EXTRACTED ENTRIES:
PR #2543, opened 2026-07-31
chore(sqlite): Add per-transaction fkey modes and harden transactions

cburandt:
## Describe your changes

Refactor sqlite lib.

DatabaseTransaction gains explicit foreign-key handling:
- begin_transaction() inherits the connection's foreign_keys state and never touches the pragma (unchanged behavior for existing consumers such as libocpp)
- begin_transaction_with_enforced_fkeys() / _deferred_fkeys() enforce constraints for the duration of the transaction (deferred: checked at commit time)
- new begin_transaction_with_disabled_fkeys() disables enforcement, for schema migrations that drop and recreate referenced tables

This refactor is preparing the bigger internal ConfigService changes.

### DIFF
--- a/lib/everest/sqlite/include/everest/database/sqlite/connection.hpp
+++ b/lib/everest/sqlite/include/everest/database/sqlite/connection.hpp
@@ -48,6 +48,8 @@ public:
     virtual bool close_connection() = 0;
 
     /// \brief Start a transaction on the database. Returns an object holding the transaction.
+    ///        The connection's current foreign-key enforcement state is inherited and left
+    ///        untouched.
     /// \note This function can block until the previous transaction is finished.
     [[nodiscard]] virtual std::unique_ptr<TransactionInterface> begin_transaction() = 0;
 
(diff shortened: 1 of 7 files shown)


lib/everest/sqlite/include/everest/database/sqlite/connection.hpp
```diff
@@ -48,9 +48,20 @@ class ConnectionInterface {
...
 
+    /// \brief Same as begin_transaction() but foreign_keys constraints are enforced for the
+    ///        duration of the transaction; the connection's previous foreign-key state is
+    ///        restored when the transaction ends
+    [[nodiscard]] virtual std::unique_ptr<TransactionInterface> begin_transaction_with_enforced_fkeys() = 0;
+
+    /// \brief Same as begin_transaction_with_enforced_fkeys() but constraints are only checked
+    ///        at commit time (deferred)
+    [[nodiscard]] virtual std::unique_ptr<TransactionInterface> begin_transaction_with_deferred_fkeys() = 0;
+
```
Pietfried: According to the comment in L87/L88 you probably also want to move these functions down

Pietfried (approved):

lib/everest/sqlite/include/everest/database/sqlite/connection.hpp
```diff
@@ -92,12 +109,18 @@ class Connection : public ConnectionInterface {
     bool close_connection() override;
 
     [[nodiscard]] std::unique_ptr<TransactionInterface> begin_transaction() override;
```
marcemmers, line 111: Would using just one function with `FkMode` as argument not be simpler? You could use a default argument to not change existing behaviour.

WORK TO COMPLETE:
Nothing in the data should be left out when you retype it exactly.

THE ANSWER:
PR #2543, opened 2026-07-31
chore(sqlite): Add per-transaction fkey modes and harden transactions

cburandt:
## Describe your changes

Refactor sqlite lib.

DatabaseTransaction gains explicit foreign-key handling:
- begin_transaction() inherits the connection's foreign_keys state and never touches the pragma (unchanged behavior for existing consumers such as libocpp)
- begin_transaction_with_enforced_fkeys() / _deferred_fkeys() enforce constraints for the duration of the transaction (deferred: checked at commit time)
- new begin_transaction_with_disabled_fkeys() disables enforcement, for schema migrations that drop and recreate referenced tables

This refactor is preparing the bigger internal ConfigService changes.

### DIFF
--- a/lib/everest/sqlite/include/everest/database/sqlite/connection.hpp
+++ b/lib/everest/sqlite/include/everest/database/sqlite/connection.hpp
@@ -48,6 +48,8 @@ public:
     virtual bool close_connection() = 0;
 
     /// \brief Start a transaction on the database. Returns an object holding the transaction.
+    ///        The connection's current foreign-key enforcement state is inherited and left
+    ///        untouched.
     /// \note This function can block until the previous transaction is finished.
     [[nodiscard]] virtual std::unique_ptr<TransactionInterface> begin_transaction() = 0;
 
(diff shortened: 1 of 7 files shown)


lib/everest/sqlite/include/everest/database/sqlite/connection.hpp
```diff
@@ -48,9 +48,20 @@ class ConnectionInterface {
...
 
+    /// \brief Same as begin_transaction() but foreign_keys constraints are enforced for the
+    ///        duration of the transaction; the connection's previous foreign-key state is
+    ///        restored when the transaction ends
+    [[nodiscard]] virtual std::unique_ptr<TransactionInterface> begin_transaction_with_enforced_fkeys() = 0;
+
+    /// \brief Same as begin_transaction_with_enforced_fkeys() but constraints are only checked
+    ///        at commit time (deferred)
+    [[nodiscard]] virtual std::unique_ptr<TransactionInterface> begin_transaction_with_deferred_fkeys() = 0;
+
```
Pietfried: According to the comment in L87/L88 you probably also want to move these functions down

Pietfried (approved):

lib/everest/sqlite/include/everest/database/sqlite/connection.hpp
```diff
@@ -92,12 +109,18 @@ class Connection : public ConnectionInterface {
     bool close_connection() override;
 
     [[nodiscard]] std::unique_ptr<TransactionInterface> begin_transaction() override;
```
marcemmers, line 111: Would using just one function with `FkMode` as argument not be simpler? You could use a default argument to not change existing behaviour.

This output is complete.